Further evaluation of NEWS in this area is needed even though this previous research indicates that NEWS is a promising tool for the detection of IHCA. Knowledge about NEWS when using the clinical risk classification groups (low, medium and high) might contribute to the prevention of IHCA, providing opportunities to intervene and prevent unnecessary suffering.

Moreover, the degree and timing of physiological instability in the 24 hours preceding IHCA have been shown to differ between studies.4,5 Instability for as long as 8–24 hours before the IHCA has been reported but none of these studies reflect the dynamics of NEWS.4,5

The aim of the study was to describe NEWS in different timespans in the 24 hours preceding IHCA and to evaluate the discriminative ability of NEWS among general somatic ward patients, using the clinical risk classification.

Materials and methods

Study design and setting

This is a retrospective multicentre medical record review study, using a 1:2 matched case-control design. Three emergency hospitals in Sweden, comprising one university hospital with 997 adult beds and two regional hospitals with 304 and 246 adult beds participated (catchment area population of 1.3 million citizens).

Patients

All patients, ≥18 years of age, admitted for at least 24 hours, suffering an IHCA on a general somatic hospital ward from 01 January 2016 to 31 December 2017 were reviewed for eligibility.
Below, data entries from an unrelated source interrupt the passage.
PR #250, opened 2022-03-11
[Merged by Bors] - TY-2467 determine semantic clusters

Robert-Steiner:
Ticket: 

- [TY-2467]

Summary:

Implements the [`determine_semantic_clusters`](https://github.com/xaynetwork/xayn_ai_research/blob/eb7f1d0f25ca42fa512663eb41b62438f805cd0f/experiments/semantic_grouping/utils.py#L172-L191) method for the cosine metric

[TY-2467]: https://xainag.atlassian.net/browse/TY-2467?atlOrigin=eyJpIjoiNWRkNTljNzYxNjVmNDY3MDlhMDU5Y2ZhYzA5YTRkZjUiLCJwIjoiZ2l0aHViLWNvbS1KU1cifQ


discovery_engine_core/core/src/stack/semantic_filters.rs
```diff
@@ -0,0 +1,158 @@
...
+    #[test]
+    fn test_cluster_empty_documents() {
+        let labels = determine_semantic_clusters(&[], Method::Average, 1.);
+        assert!(labels.is_empty());
+    }
+
+    #[test]
+    fn test_cluster_single_document() {
+        let labels = determine_semantic_clusters(&[Document::default()], Method::Average, 1.);
+        assert_eq!(labels, [0]);
```
Robert-Steiner, line 110: Here we deviate slightly from the `sklearn` implementation. `sklearn` always requires at least two samples but I think that shouldn't be a problem for us.

Robert-Steiner (commented):
@janpetschexain thanks for completing the task 👍

discovery_engine_core/core/src/stack/semantic_filters.rs
janpetschexain: i think so too. for sklearn one would need additional error handling for the case < 2, here we just baked that into the function with a trivial extension.

janpetschexain (approved):
approved on behalf of @Robert-Steiner

janpetschexain:
bors merge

Patients suffering an IHCA in the ICU, cardiac high-dependency unit, cardiac catheterisation laboratory, operating theatre, postoperative recovery unit or in the emergency department were not considered for inclusion. Further, patients with chronic obstructive pulmonary disease (COPD) were excluded because their oxygen saturation should be judged individually depending on their habitual state.8 Patients without any NEWS measurements during the studied period were also excluded. The included patients with IHCA (cases) were matched with controls without IHCA in a 1:2 ratio by the same admission year, hospital, ward, sex, age ±5 years, primary admission diagnosis or admission diagnosis chapter according to the International Classification of Diseases 10th revision (ICD-10).16

Definitions

NEWS is calculated from measures of respiratory rate, oxygen saturations, body temperature, systolic blood pressure, heart rate and level of consciousness which are rated from 0–3, correlating with their divergence from the expected normal values, and summed. Supplemental oxygen increases the score by 2 points.8

According to guidelines, the NEWS clinical risk scale was calculated as follows; low risk = 0–4 points, medium risk = 5–6 points or 3 points in one parameter and high risk = ≥7 points.8

Comorbidity was assessed by the Charlson comorbidity index (CCI) and the age-adjusted Charlson comorbidity index (ACCI).17 Further, ACCI was categorised into minimal, low, moderate or severe ‘burden of age-combined comorbidities’ if the ACCI was 0–2 points, 3–5 points, 6–7 points or 8 points and higher, respectively.18

The hospitals in the study participate in the Swedish Cardiac Arrest Registry and their definition of IHCA was used, ie a patient who is unresponsive with apnoea or agonal, gasping respiration where cardiopulmonary resuscitation and/or defibrillation was initiated.19

Data collection

Cases were identified in the hospitals' documentation systems and cardiac arrest records. The following data were collected by the researchers and stored in an electronic database: hospital, ward, date of admission, date of IHCA, age, sex, primary diagnosis according to the International Statistical Classification of Diseases and Related Health Problems 10th revision (ICD-10), comorbidity, vital signs, NEWS-parameters and hospital mortality. After inclusion, the hospitals’ electronic medical records were searched for matching controls. When the data of both cases and controls were collected, the electronic database was searched both automated and manually for illogical values by one of the authors. For calculation of NEWS, at least 4 of the 7 parameters needed to be registered at the same time and the missing parameters had to be documented in another NEWS measurement during the 24 hours, otherwise the NEWS was categorised as missing. The last measurement was carried forward manually to replace the missing value.

Ethics

This study was approved by the regional Research Ethical Review Board in Lund, Sweden which waived the need for informed consent (Dnr 2016/940). The study is reported in accordance with the strengthening the reporting of observational studies in epidemiology (STROBE) statement.20

Statistical analysis

An a priori sample size calculation showed that 100 cases and 200 controls would generate a power of >80% to detect an odds ratio of 2.0 with an α-level of 0.05. Categorical and nonparametric data are presented with median scores (25–75 percentiles). The Mann–Whitney U-test and χ2 test were used to test for differences between cases and excluded. We chose to divide the data into four different 6-hour timespans (24–18 hours, 18–12 hours, 12–6 hours and 6–0 hours) preceding the IHCA with inspiration from a report of the National Confidential Enquiry into Patient Outcome and Death.5 In case of multiple NEWS measurements within each timespan, the highest NEWS value was chosen. For control patients, the highest NEWS value during the 24 studied hours was chosen as their study period was chosen arbitrarily ie without a fixed time of event. The Friedman test was used to test for differences between cases and controls. The Wilcoxon signed rank test was used to test for differences between cases in different timespans.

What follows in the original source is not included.